WORK TO BE COMPLETED: Which lines of the entries contain the string "system"? Copy each of them.

======== DATA IN THIS EXERCISE ========

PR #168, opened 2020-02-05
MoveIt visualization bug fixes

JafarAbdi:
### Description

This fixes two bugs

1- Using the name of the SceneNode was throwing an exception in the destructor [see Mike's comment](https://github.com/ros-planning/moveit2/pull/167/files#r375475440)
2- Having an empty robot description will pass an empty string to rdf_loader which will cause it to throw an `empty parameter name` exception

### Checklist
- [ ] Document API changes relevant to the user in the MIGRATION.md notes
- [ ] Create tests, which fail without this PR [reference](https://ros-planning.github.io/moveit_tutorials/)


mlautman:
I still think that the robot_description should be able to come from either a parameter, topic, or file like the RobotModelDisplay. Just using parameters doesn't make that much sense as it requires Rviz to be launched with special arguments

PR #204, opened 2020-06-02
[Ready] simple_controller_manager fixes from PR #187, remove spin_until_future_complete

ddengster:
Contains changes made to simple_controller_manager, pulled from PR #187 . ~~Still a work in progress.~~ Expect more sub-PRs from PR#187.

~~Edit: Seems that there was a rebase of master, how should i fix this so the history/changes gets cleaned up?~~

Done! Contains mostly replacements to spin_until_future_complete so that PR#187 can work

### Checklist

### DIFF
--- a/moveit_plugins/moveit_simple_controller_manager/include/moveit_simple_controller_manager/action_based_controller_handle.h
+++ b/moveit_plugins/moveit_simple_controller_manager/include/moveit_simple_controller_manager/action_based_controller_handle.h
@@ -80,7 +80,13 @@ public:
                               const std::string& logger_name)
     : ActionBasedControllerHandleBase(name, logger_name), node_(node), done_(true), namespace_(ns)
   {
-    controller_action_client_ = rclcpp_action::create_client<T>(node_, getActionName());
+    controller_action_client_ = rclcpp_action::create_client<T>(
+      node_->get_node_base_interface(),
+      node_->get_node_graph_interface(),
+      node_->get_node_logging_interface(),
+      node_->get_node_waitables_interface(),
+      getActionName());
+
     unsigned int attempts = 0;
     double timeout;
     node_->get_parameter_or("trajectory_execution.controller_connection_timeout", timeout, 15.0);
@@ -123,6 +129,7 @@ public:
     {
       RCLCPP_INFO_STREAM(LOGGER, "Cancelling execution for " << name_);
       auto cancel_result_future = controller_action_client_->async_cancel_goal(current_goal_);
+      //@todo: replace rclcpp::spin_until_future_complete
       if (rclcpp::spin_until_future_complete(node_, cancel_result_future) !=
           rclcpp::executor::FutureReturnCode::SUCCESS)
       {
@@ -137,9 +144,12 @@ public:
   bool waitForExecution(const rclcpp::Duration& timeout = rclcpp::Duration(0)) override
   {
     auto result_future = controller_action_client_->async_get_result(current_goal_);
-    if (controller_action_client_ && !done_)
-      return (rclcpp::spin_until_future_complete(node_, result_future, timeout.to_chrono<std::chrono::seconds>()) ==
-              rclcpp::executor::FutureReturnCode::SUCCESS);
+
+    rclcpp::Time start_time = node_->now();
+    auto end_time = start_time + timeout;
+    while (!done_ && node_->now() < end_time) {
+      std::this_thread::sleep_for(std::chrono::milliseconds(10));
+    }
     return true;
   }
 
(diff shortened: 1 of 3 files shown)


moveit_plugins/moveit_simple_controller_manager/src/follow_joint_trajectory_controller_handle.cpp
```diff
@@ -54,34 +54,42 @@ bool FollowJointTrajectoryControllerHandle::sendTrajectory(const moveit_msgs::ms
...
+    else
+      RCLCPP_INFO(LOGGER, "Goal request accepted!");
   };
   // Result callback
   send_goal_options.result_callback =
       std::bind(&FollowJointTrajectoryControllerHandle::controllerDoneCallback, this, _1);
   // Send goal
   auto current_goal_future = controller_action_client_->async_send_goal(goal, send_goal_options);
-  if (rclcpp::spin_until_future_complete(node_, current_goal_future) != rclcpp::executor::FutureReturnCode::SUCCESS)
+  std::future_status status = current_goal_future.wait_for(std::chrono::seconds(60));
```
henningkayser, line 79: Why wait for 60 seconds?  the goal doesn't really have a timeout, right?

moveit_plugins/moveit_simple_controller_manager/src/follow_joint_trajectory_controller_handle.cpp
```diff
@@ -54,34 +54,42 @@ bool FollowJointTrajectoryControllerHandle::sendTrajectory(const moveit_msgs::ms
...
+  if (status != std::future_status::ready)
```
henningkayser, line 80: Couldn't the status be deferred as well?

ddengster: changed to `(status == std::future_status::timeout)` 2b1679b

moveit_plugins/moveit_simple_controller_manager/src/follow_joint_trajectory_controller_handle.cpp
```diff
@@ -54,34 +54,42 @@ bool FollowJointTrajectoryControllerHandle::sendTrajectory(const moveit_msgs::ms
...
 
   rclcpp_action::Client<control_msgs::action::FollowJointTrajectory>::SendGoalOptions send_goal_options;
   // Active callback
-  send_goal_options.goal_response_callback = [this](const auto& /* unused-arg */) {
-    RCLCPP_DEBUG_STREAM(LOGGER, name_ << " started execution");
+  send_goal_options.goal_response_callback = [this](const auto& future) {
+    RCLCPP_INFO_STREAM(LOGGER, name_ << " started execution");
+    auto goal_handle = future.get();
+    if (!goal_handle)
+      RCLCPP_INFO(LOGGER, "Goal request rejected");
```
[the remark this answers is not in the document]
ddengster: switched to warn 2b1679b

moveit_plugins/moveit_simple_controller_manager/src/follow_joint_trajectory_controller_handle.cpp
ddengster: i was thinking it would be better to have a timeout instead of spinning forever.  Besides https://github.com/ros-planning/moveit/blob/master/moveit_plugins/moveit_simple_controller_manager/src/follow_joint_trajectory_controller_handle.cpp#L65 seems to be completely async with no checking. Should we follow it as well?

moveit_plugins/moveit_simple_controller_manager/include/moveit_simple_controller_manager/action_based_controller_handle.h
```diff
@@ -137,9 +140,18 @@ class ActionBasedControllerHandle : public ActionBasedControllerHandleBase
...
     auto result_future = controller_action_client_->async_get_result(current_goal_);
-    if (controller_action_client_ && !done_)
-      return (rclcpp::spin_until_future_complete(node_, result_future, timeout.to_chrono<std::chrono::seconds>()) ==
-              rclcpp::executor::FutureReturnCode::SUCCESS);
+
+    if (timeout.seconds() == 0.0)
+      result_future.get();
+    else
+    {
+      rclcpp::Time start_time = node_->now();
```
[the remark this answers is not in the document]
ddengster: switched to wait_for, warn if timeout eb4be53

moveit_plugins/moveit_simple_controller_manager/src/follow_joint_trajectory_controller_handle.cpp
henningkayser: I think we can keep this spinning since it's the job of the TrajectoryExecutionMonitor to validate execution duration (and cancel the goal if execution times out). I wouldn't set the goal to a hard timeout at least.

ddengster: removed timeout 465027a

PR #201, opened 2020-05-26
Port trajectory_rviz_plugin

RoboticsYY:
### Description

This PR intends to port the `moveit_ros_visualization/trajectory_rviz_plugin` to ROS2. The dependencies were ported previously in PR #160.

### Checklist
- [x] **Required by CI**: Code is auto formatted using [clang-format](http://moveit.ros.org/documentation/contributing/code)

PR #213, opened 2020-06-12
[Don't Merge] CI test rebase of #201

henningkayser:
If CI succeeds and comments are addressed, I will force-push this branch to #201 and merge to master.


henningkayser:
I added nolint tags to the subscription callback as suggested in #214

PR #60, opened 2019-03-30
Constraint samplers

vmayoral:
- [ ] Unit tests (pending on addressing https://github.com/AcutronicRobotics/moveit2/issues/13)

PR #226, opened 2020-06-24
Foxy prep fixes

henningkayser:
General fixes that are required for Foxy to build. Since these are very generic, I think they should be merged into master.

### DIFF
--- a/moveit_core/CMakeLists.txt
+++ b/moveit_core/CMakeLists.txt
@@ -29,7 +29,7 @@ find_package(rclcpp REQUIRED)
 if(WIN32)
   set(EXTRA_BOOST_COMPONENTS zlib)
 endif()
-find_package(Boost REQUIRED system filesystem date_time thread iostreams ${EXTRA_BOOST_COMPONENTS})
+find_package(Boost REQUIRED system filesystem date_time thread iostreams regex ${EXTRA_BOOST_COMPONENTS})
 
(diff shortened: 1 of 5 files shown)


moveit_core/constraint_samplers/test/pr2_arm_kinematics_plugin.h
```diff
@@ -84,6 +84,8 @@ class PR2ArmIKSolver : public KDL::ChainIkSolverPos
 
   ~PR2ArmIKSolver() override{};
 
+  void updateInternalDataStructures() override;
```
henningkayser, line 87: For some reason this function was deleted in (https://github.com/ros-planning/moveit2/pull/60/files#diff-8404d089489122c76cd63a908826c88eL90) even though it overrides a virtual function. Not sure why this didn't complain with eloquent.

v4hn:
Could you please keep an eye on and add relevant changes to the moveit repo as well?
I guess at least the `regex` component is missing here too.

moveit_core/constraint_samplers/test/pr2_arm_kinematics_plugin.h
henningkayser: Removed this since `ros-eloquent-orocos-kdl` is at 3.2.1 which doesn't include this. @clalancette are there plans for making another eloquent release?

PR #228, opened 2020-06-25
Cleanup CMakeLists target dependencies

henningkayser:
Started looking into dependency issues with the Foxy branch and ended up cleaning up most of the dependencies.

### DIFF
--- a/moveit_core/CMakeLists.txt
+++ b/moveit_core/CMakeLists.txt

========

ANSWER SPACE:
-find_package(Boost REQUIRED system filesystem date_time thread iostreams ${EXTRA_BOOST_COMPONENTS})
+find_package(Boost REQUIRED system filesystem date_time thread iostreams regex ${EXTRA_BOOST_COMPONENTS})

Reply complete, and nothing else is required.